Automatic Detection of e-Cigarette Screens Using Artificial Intelligence Concept Proposal - July 2025¶

Background¶

The e-cigarette market is rampant with products to get teens and young adults addicted.
In recent years screens have been added to e-cigarette products to increase their use and attract a younger audience who grew up with technology.
The goal of this research was to automatically detect these types of e-cigarettes in the vast amount of product images and descriptions scraped from e-cigarettes store websites.
Our novel approach uses both Convolutional Neural Networks (CNNs) and Vision Language Models (VLMs) to first detect and then classify e-cigarettes based on screen presence.

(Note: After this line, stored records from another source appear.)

PR #570, opened 2022-11-29
HELM-354: Entity DS React updates, get metricFindQuery and template variables working

synqotik:
HELM-354: Entity DS React updates, get metricFindQuery and template variables mostly working

Will need more work on this, and looking to get feedback, but this PR does the following:

- Get `metricFindQuery` at least mostly working, particularly for Node queries
- Template variable substitution for Node queries
- Handle some attribute mapping
- Added `OnmsColumn` and `OnmsTableData` to make return values more strongly typed
- Add some more typing for return values, etc.

# External References

* JIRA (Issue Tracker): http://issues.opennms.org/browse/HELM-354


scthompsonopen (approved):
Scott and I had a quick conversation, and we're going to implement some feedback in upcoming PRs because it's more style/convention than specific feedback or issues with code (which looks great).

Just for posterity, here's the feedback/style decisions we landed on together:
1. Keep Datasource classes lean as possible by moving supporting functions to helper/service files.
2. Try to avoid coding directly with Promises (even in transferred code from angular-based datasources), instead favouring async/await and Typescript's built-in functionality for automatically resolving synchronous responses.
3. Single return statements from functions/switch-case over multiple return statements where possible.

PR #573, opened 2022-11-29
HELM-354: Entity DS React fixes as per PR review suggestions

synqotik:
Various fixes to React Entity Datasource as per previous PR review suggestions.

- return once at end of `switch/case` statements
- move some helper functions from `EntityDatasource` into `EntityHelpers`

A vision language model is a type of artificial intelligence (AI) that can understand and process both images (vision) and text (language) at the same time.
These models are useful for tasks like describing what’s in a picture using words (called image captioning), understanding written questions about images (called visual question answering), and translating visual information into text or vice versa.

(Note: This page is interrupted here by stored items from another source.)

PR #595, opened 2023-01-18
HELM-360: Wire up React Filter Panel with Entity DataSource

synqotik:
HELM-360: Wire up React Filter Panel with Entity DataSource plus other updates.

## Overview

Connect the React FilterPanel to the React Entity DataSource, both for `metricFindQuery` queries for getting Filter Panel properties, as well as applying the Filter Panel selections to Entity DataSource queries.

While Grafana template variables can be used, the Filter Panel also allows filtering to be done over all panels in a dashboard without having to first specify template queries.

- Filter Panel selections are saved in browser Local Storage for use by the Entity DataSource

- changes made in Filter Panel Options editor are immediately reflected in the Filter Panel and most data is retained in local storage

- note, user needs to click the Dashboard Refresh button before Entity DataSource is re-queried and other panels update

- Filter Panel filters are applied in Entity DataSource per entity query, filters are added after any others. Handles both single and multi filter property selection

- changed Filter Panel filters to be displayed in rows instead of one long column. Filter Panel is scrollable and dropdowns display over any other adjacent panels

- user can select between Featured Attributes being displayed or not in the Filter Panel Options editor

- there were issues syncing filter order between Options and Control panels, and for example syncing metric values with the associated filter, by just using array indices, so needed to use a filterId (entity name + attribute) as a unique identifier. Also, metric data (i.e. sample values for filter items) is only saved in the Filter Panel itself and not in local storage or Options data

## Additional notes or items for future consideration:

- Filter Panel data, including filter definitions and actual filter values selected, is saved in browser local storage. Then, the React Entity DataSource checks for it before any query. Assuming this won't be a performance issue.

- Local storage could be retained even after any Filter Panels have been deleted. Should consider both Filter Panel having a hook to delete data when panel is deleted; and/or Entity DS should check for existence of a Filter Panel on current Dashboard

- May need to remove any sensitive info (credentials, etc.) from Entity DS data saved in local storage. May require then retrieving and possibly caching it

- Local storage may be removed during browser refresh or timeouts, user may lose actual Filter Panel value selections in those cases.

# External References

* JIRA (Issue Tracker): https://opennms.atlassian.net/browse/HELM-360

### DIFF
--- a/src/datasources/entity-ds-react/EntityDataSource.ts
+++ b/src/datasources/entity-ds-react/EntityDataSource.ts
@@ -18,8 +18,9 @@ import {
 import { ClientDelegate } from 'lib/client_delegate'
 import { SimpleOpenNMSRequest, getNodeFilterMap } from 'lib/utils'
 import { getAttributeMapping } from './queries/attributeMappings'
-import { buildQueryFilter } from './queries/queryBuilder'
+import { buildQueryFilter, mergeFilterPanelFilters } from './queries/queryBuilder'
 import { EntityDataSourceOptions, EntityQuery, EntityQueryRequest, OnmsTableData } from './types'
+import { loadFilterEditorData } from '../../lib/localStorageService'
 
 export interface OnmsQueryResultMeta extends QueryResultMeta {
     entity_metadata: any[]
@@ -44,9 +45,26 @@ export class EntityDataSource extends DataSourceApi<EntityQuery> {
     async query(request: EntityQueryRequest<EntityQuery>): Promise<DataQueryResponse> {
         const fullData: OnmsTableData[] = []
 
+        // TODO:
+        // - May need to get dashboard info (via backendSrv or direct via Dashboard HTTP API)
+        //   and see if there is actually a FilterPanelReact in the current dashboard.
+        //   Right now just checking for localStorage data, which could
+        //   possibly exist even if the FilterPanelReact had been deleted
+        // - FilterPanelReact should perhaps get events to know when it has been deleted and clear
+        //   localStorage. May be able to subscribe to EventBus
+
+        // get data from any FilterPanels (React-only) that may be active
+        const filterEditorData = loadFilterEditorData()
+        const hasFilterEditorData = (filterEditorData &&
+            filterEditorData?.activeFilters.length > 0 && filterEditorData?.selectableValues.length > 0)
+
         for (let target of request.targets) {
             const entityType = target?.selectType?.label || EntityTypes.Alarms
             const filter = buildQueryFilter(target?.filter || new API.Filter(), request, this.templateSrv)
+
+            if (hasFilterEditorData) {
+                mergeFilterPanelFilters(entityType, filter, filterEditorData)
+            }
 
             try {
                 const rowData = await queryEntity(entityType, filter, this.client)
@@ -60,6 +78,16 @@ export class EntityDataSource extends DataSourceApi<EntityQuery> {
     }
 
     async metricFindQuery(query, options) {
+        // TODO: Might be good to be able to pass in options.entityType + options.attribute
+        // Otherwise callers may have to construct a fake query like 'nodes(label)' which we
+        // have to parse here, instead of passing in say:
+        /*
+            const options = {
+                entityType: 'node',
+                attribute: 'label'
+            }
+        */
+
         if (isLocationQuery(query)) {
             return metricFindLocations(this.simpleRequest)
         }
--- a/src/datasources/entity-ds-react/queries/queryBuilder.ts
+++ b/src/datasources/entity-ds-react/queries/queryBuilder.ts
@@ -1,7 +1,10 @@
 import { TemplateSrv } from '@grafana/runtime'
 import { API } from 'opennms'
+import { EntityQuery, EntityQueryRequest } from './../types'
+import { getAttributeMapping } from './attributeMappings'
 import { EntityTypes } from '../../../constants/constants'
-import { EntityQuery, EntityQueryRequest } from '../types'
+import { getFilterId } from './../../../panels/filter-panel-react/FilterPanelHelper'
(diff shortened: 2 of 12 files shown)


src/datasources/entity-ds-react/queries/queryBuilder.ts
```diff
@@ -1,7 +1,10 @@
 import { TemplateSrv } from '@grafana/runtime'
 import { API } from 'opennms'
+import { EntityQuery, EntityQueryRequest } from './../types'
+import { getAttributeMapping } from './attributeMappings'
 import { EntityTypes } from '../../../constants/constants'
-import { EntityQuery, EntityQueryRequest } from '../types'
+import { getFilterId } from './../../../panels/filter-panel-react/FilterPanelHelper'
```
aramosvizcarra, line 6: I would recommend to maybe move this functions (FilterEditorData and getFilterId) under a helper class in this directory (datasource) or in a common directory (lib) so they are not depending on a different component.

aramosvizcarra (changes requested):
Just one suggestion. Looks good in general. Unfortunately I wasn't able to load the panel. I've been trying to compile the whole plugin but I still can't see it listed in grafana.  I'll keep trying to I can do a better test.

src/datasources/entity-ds-react/queries/queryBuilder.ts
synqotik: Good recommendation!

I moved data structures mostly into Entity DS, and then moved functions and data structure access into `hooks/useFilterData`.

Now Entity DS has no dependencies on FilterPanel, and FilterPanel can access data and functions from this hook instead of digging into the EntityDS itself.

src/datasources/entity-ds-react/EntityDataSource.ts
```diff
@@ -44,10 +45,27 @@ export class EntityDataSource extends DataSourceApi<EntityQuery> {
     async query(request: EntityQueryRequest<EntityQuery>): Promise<DataQueryResponse> {
         const fullData: OnmsTableData[] = []
 
+        // TODO:
```
scthompsonopen, line 48: Yeah this solution is definitely not ideal, the use of localStorage, but this whole filter panel is a hack to begin with, so having to use further hacks to make it work only makes sense.

Another option I thought about a week or so ago for this problem, would be to store the relevant JSON data as a JSON.stringify() string within the DOM. Maybe with an ID so it's easy to retrieve. Then we can just parse that JSON string to get the data, and it would ensure that the Filter panel data is always tied to the right dashboard, and that the data goes away when deleting the panel, AND it means that a user can wipe their localstorage and still get their filter panel back.

Just a thought. :)

src/datasources/entity-ds-react/EntityDataSource.ts
```diff
@@ -60,6 +78,16 @@ export class EntityDataSource extends DataSourceApi<EntityQuery> {
     }
 
     async metricFindQuery(query, options) {
+        // TODO: Might be good to be able to pass in options.entityType + options.attribute
```
scthompsonopen, line 81: I'm a fan of capturing TODOs in tickets only so that we don't forget. So easy to lose TODOs like this otherwise.

src/datasources/entity-ds-react/queries/queryBuilder.ts
```diff
@@ -171,3 +173,41 @@ export const buildQueryFilter = (filter: API.Filter, request: EntityQueryRequest
...
+
+    for (const filter of filtersToMerge) {
+        const filterId = getFilterId(filter)
+        const selectableValues = filterEditorData?.selectableValues.find(sv => sv.filterId === filterId)
+
+        if (selectableValues?.values) {
+            // get all selected values that are non-empty, converted to strings
+            const values = selectableValues?.values.map(sv => (sv.value || '').toString()).filter(v => v.length > 0)
+
+            if (values) {
```
scthompsonopen, line 193: Nit: We could probably break this function down into a few chunks. 4 levels of indentation feels like a lot.

src/panels/filter-panel-react/FilterPanelControl.tsx
```diff
@@ -1,45 +1,214 @@
...
+    useEffect(() => {
+        const filterEditorData = loadFilterEditorData()
+
+        if (filterEditorData && filterEditorData.selectableValues) {
+            setSelectableValues(filterEditorData.selectableValues)
+        }
+        // eslint-disable-next-line react-hooks/exhaustive-deps
+    }, [])
+
+    useEffect(() => {
```
scthompsonopen, line 30: This useEffect and the getValuesFromDatasource below feel like they could be broken down into smaller chunks.

src/panels/filter-panel-react/FilterPanelControl.tsx
```diff
@@ -1,45 +1,214 @@
...
+        saveFilterPanel(newValues)
+    }
+
+    /**
+     * Save filter panel data to localStorage, for use by Entity Datasource when filtering queries.
+     */
+    const saveFilterPanel = (filterSelectableValues: FilterSelectableValues[]) => {
         if (props.options.filterEditor) {
-            saveFilterPanel(props.options.filterEditor)
+            // TODO: May want to remove some data from datasource before saving
```
scthompsonopen, line 173: This should definitely be tracked in a JIRA and double checked before going live, this was a quick and dirty solution and your concerns about possibly storing sensitive data is legit and should be verified.

scthompsonopen (approved):
Approving for the deadline and because my comments are mostly nits, and the ones that weren't were comments on the lengths of functions. All stuff that can be tackled in the future.

aramosvizcarra (approved):
Looks pretty good!

synqotik:
Merging this. Will capture issues raised in the various comments in separate Jira tickets to tackle in subsequent work.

Images and descriptions are scraped from various websites such as My Vapor Store and Mipod.
An object detection model was trained to detect e-cigarettes within the scraped images and provide a bounding box of the most confidently predicted e-cigarettes.
This bounding box is used to crop the image around a single e-cigarette for further processing.
The cropped image as well as the description (if available) is passed to a Vision Language model (VLM), the the VLM is prompted to use the text and/or image to determine if a screen is present on the e-cigarettes.